The WHO-5 has been used extensively worldwide. Online supplementary table 1 shows the diversity of its application across different regions: Africa (Algeria, South Africa), Asia (Bangladesh, China, India, Japan, South Korea, Sri Lanka, Taiwan, Thailand), Europe (Northern, Southern, Eastern, Western and Central Europe), the Americas (Canada, the US, Brazil, Mexico), the Middle East (Israel, Iran, Lebanon) and Oceania (Australia, New Zealand). This very successful dissemination of the scale is probably due to its straightforward language, which poses few translation problems and to the fact that the questions do not seem to transgress any cultural norms in the individual countries.

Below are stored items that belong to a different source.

PR #279, opened 2026-07-15
feat: Shader building now supports Vertex Inputs [DT-9715]

Jarbuckle:
# feat: Shader building now supports Vertex Inputs [[DT-9715](https://alleninstitute.atlassian.net/browse/DT-9715)]

# What

Upgrades were made to the Shader Builder as part of the overarching effort to develop a generalized WebGPU rendering engine. These updates include:

- Addition of new Vertex Input interface declarations, enabling programmatic interactions with the parameters to the vertex shader entrypoint and vertex buffer layout automation
- Improved compile-time type-safety with the introduction of defined WGSL type declarations
- Some general cleanup to make the Shader builder module more flexible as a module (such as decoupling the `Declaration` union from the definition of `WgslShader`).
- Addition of WGSL-specific type schemas supported by Zod
- Addition of a `foundation` module that provides certain basic capabilities and a set of "semi-native" WebGPU types that can be cross-compared with whichever ambient library is supplying the WebGPU types natively in the environment, enabling compile-time detection of mismatches in WebGPU typing (a real concern in these relatively-early-days of WebGPU adoption and revision).
- Added a Docs page for the WebGPU Shader Builder, with guides and examples.

# PR Checklist

- [x] Have you smoke tested the example applications?
- [x] Have you tested the application on these browsers?
    - [x] Chrome (Fully supported)

[DT-9715]: https://alleninstitute.atlassian.net/browse/DT-9715?atlOrigin=eyJpIjoiNWRkNTljNzYxNjVmNDY3MDlhMDU5Y2ZhYzA5YTRkZjUiLCJwIjoiZ2l0aHViLWNvbS1KU1cifQ


site/src/content/docs/webgpu/shader-builder.mdx
```diff
@@ -0,0 +1,365 @@
...
+
+1. **Every declaration knows how to render itself.** Each builder returns an object with a
+   `__gen()` method that emits its own slice of WGSL.
+2. **A shader is just a list of declarations.** `shader([...])` stamps the list with a stable
+   `id` and hands you back a `WgslShader`.
+3. **`asSource()` turns it into text.** It calls `__gen()` on each declaration and joins the
+   results with newlines.
+
+```ts
+import { $d, $a, $t, shader, asSource, vertexInput } from '@alleninstitute/vis-core';
```
chrisj: this might be the best solution but if it hasn't been already discussed, I think single character variable names should be used sparingly.

After reading the explanation below, I think it does read well when looking at the examples and seems well thought out

Jarbuckle: Yeah, hopefully this will be a temporary solution, or at least only needed in certain scenarios. Setting up the bundling correctly so that imports are more flexible for sub-modules of a package takes some careful consideration, and for now I felt that was out of scope.

Jarbuckle: Alternatively, we could set up some slightly-longer var names (like `$t` -> `types`, `$d` -> `decls`, `$a` -> `attrs`) and let users decide if they want to alias them shorter or just use them directly.

site/src/content/docs/webgpu/shader-builder.mdx
lanesawyer, line 1: Great doc! Started here in hopes it would orient the rest of my PR review and I was not disappointed!

lanesawyer (approved):
I did not check all the WebGPU type stuff, going to mostly rely on usage to validate those types as we go, it _looks_ comprehensive and generally correct!

Things are arraigned well, barrel file exports are used to properly control the public API, it's got passing tests, good comments, and a great high-level documentation file in Starlight.

LGTM!

site/src/content/docs/webgpu/shader-builder.mdx
```diff
@@ -0,0 +1,365 @@
...
+@group(0) @binding(1) var albedoSampler: sampler;
+@fragment fn fs_main(@location(0) uv: vec2f) -> @location(0) vec4f { return textureSample(albedo, albedoSampler, uv); }
+```
+
+</details>
+
+## Level 5 — Config-driven shaders
+
+The real payoff: because declarations are plain data, you can **generate** them. Here a single
+function turns a runtime configuration into a complete shader whose vertex layout, uniform block,
```
froyo-np, line 282: this is the payoff, and its a good one! still, it might be good to lay out some of the limitations.
for example, you can check for location-slot collisions, but you cant verify that the names in a function body match any of the fields in the structures you might have passed in, nor can you check the types for correctness, right?

site/src/content/docs/webgpu/shader-builder.mdx
```diff
@@ -0,0 +1,365 @@
...
+struct VsOut { @builtin(position) position: vec4f, @location(0) color: vec4f }
+@group(0) @binding(0) var<uniform> unis: Uniforms;
+@vertex fn vs_main(v: Vertex) -> VsOut { var out: VsOut; out.position = vec4f(v.xy, 0.0, 1.0); out.color = vec4f(1.0); return out; }
+@fragment fn fs_main(v: VsOut) -> @location(0) vec4f { return v.color; }
+```
+
+</details>
+
+Change the config and the whole shader — struct fields, binding layout, and generated
+expressions — updates in lockstep. For a fully worked example that adds categorical color tables,
```
froyo-np: just a note on wording - "updates in lockstep" makes it sound like mutation occurs when you make a change - the reality is that you call toSource on a new object and you get a new string back - its a pure function!

site/src/content/docs/webgpu/shader-builder.mdx
```diff
@@ -0,0 +1,365 @@
...
+type PointConfig = {
+    /** Name of the vec2 position column. */
+    position: string;
+    /** Quantitative columns, each gets a vertex attribute and a `<col>_range` uniform. */
+    quantitative: string[];
+};
+
+function buildPointShader(cfg: PointConfig): WgslShader {
+    const Vertex = $d.struct('Vertex', [
+        $d.member('vIndex', $t.u32, [$a.builtin('vertex_index')]),
```
froyo-np: is there any chance I could convince you to drop the cruft on some of these names? 
I think `__brand` could be `brand`, `__gen()` can be `gen()` and `$d` could just be `d` (or something else).

IMO, typing up this stuff is already much less pleasant than just typing WGSL (which is saying something) the symbols add visual clutter, are harder to type - the $ is a particular offender, as its clearly intended to be used very frequently.

froyo-np: `decl`
`attr`
`type`

maybe?

site/src/content/docs/webgpu/shader-builder.mdx
```diff
@@ -0,0 +1,365 @@
...
+
+</details>
+
+Because `Camera` and `VsOut` are ordinary values, you can pass them anywhere a type identifier is
+accepted — as the uniform's type, as a function parameter type, or as an entry point's return
+type — and the generator emits the struct's name.
+
+## Level 3 — Declarative vertex inputs
+
+Buffer-backed vertex attributes have rules: every leaf needs exactly one `@location` or
```
froyo-np, line 197: there are similar rules for storage buffers and uniform buffers (mostly around alignment) - are those rules validated?

site/src/content/docs/webgpu/shader-builder.mdx
```diff
@@ -0,0 +1,365 @@
...
+
+## Level 4 — Textures and samplers
+
+Sampled resources follow the same pattern as uniforms: declare them with a group/binding and use
+them by name in a function body.
+
+```ts
+import { $d, $a, $t, shader, asSource } from '@alleninstitute/vis-core';
+
+const albedo = $d.texture('albedo', $t.texture('2d', 'f32'), 0, 0);
```
froyo-np: this part feels inconsistent -
why does $t.texture use a string for its type instead of $t.f32, and if we are inside the scope of $d.texture, why do I need to re-specify that the type is $t.texture ? what happens if I put a different type in here?
maybe it might make more sense to merge d.sampler and d.texture into something like d.var(name,type) ?

site/src/content/docs/webgpu/shader-builder.mdx
Jarbuckle: Checking for alignment in name usage _might_ be possible, but only by actually interpreting the function bodies, sadly.

Which kind of type-correctness are you thinking of? Within-function-body correctness (that would be a no)? Input value correctness (that would depend on other modules in the larger renderer package)?

site/src/content/docs/webgpu/shader-builder.mdx
Jarbuckle: Yeah, I was on the fence about even including that chunk of comment. Guess I should've listened to my gut 😛

site/src/content/docs/webgpu/shader-builder.mdx
Jarbuckle: Chris commented on the shortened bucket names (`$d`, `$a`, and `$t`) as well 😝 Yeah, I'm leaning towards renaming them, though I can't use `type` since that's a reserved word. How about `decls`, `attrs`, and `types`?

I'd actually much prefer to have the package setup so that devs can import these modules directly and rename them as they choose, but that was going to involve some more complicated bundling setup. Might be worth it, though, for DX.

Jarbuckle: As for the `__x` names -- yeah, I can, I just really hate having "internal use only" fields be named/treated as though they're part of the public "API" of a type. Those are really not meant to be used by developers, though I suppose `gen` wouldn't be too bad to make available.

site/src/content/docs/webgpu/shader-builder.mdx
Jarbuckle: True, though aren't those rules pretty much entirely invisible within the context of the WGSL code? There's code for handling alignment and such in other modules (the ones that actualize the relationship between buffers and uniforms), but it seems sorta out-of-scope here, whereas having multiple `@location`s pointing at the same place or having both `@location` and `@builtin` on a single property are technically incorrect WGSL semantics and would (presumably) cause a compilation error for the shader itself.

site/src/content/docs/webgpu/shader-builder.mdx
Jarbuckle: Ahhh, hmm, yes, good catch! Worth a reconsideration, for sure. I noticed the oddity of the `2d` and `f32` parts being strings, compared to the other explicitly-used types, and had it down as a future improvement for making these into proper enums potentially (since these are syntactically specific to the setup of Textures, rather than being "general" types). I shall ponder some revisions here!

site/src/content/docs/webgpu/shader-builder.mdx
froyo-np: hmmm - to me the __brand or __identType is very much a public thing! its kinda the bridge between nominal typing you'd get with classes you can extend and the structural typing we're doing in this library.

I could use __identType to write my own code-generator, or apply validation logic that might be specific to my end-user-application.

site/src/content/docs/webgpu/shader-builder.mdx
froyo-np: I guess what I am getting at is documentation - type-checking was an example.
a section like "Limititations" with a list of common ways someone might generate a shader that will fail to compile / run.

site/src/content/docs/webgpu/shader-builder.mdx
Jarbuckle: Okay, that's fair. I've gone ahead and updated the naming conventions for `__gen`, `__brand` and `__identType`.

site/src/content/docs/webgpu/shader-builder.mdx
Jarbuckle: Updated! Hopefully it reads more correctly now

site/src/content/docs/webgpu/shader-builder.mdx
Jarbuckle: Hmm, okay; I'll ponder that.

site/src/content/docs/webgpu/shader-builder.mdx
Jarbuckle: I also updated `$a` to `attrs`, `$d` to `decls`, and `$t` to `types`, and added a section in the docs explaining the different ways of importing those constructor functions and the buckets (including aliasing for shorter names, when desired).

site/src/content/docs/webgpu/shader-builder.mdx
Jarbuckle: This has been updated now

Recently, Ryff  has reviewed publications on the eudaemonic scales of well-being, which capture the core aspects of what it means to be human, including existential and developmental factors. Based on this eudaemonic approach , Fava  developed his ‘well-being therapy'. It should be stated that the WHO-5 is a clinimetric outcome scale at the description level, parallel to symptom-related scales and side effect scales. Therefore, the WHO-5 should be considered as an outcome scale in Fava's well-being therapies.
In conclusion, the WHO-5 is a short questionnaire consisting of 5 simple and non-invasive questions, which tap into the subjective well-being of the respondents. The scale has adequate validity both as a screening tool for depression and as an outcome measure in clinical trials and has been applied successfully as a generic scale for well-being across a wide range of study fields. In our opinion, the findings of this review show that the WHO-5 is a highly useful tool that can be applied in both clinical practice (for instance to screen for depression) as well as in research studies in order to assess well-being over time or to compare well-being between groups.
This project was funded by the Psychiatric Research Unit, Psychiatric Centre North Zealand, Copenhagen University Hospital, Hillerød, Denmark.
The authors declare no conflicts of interest.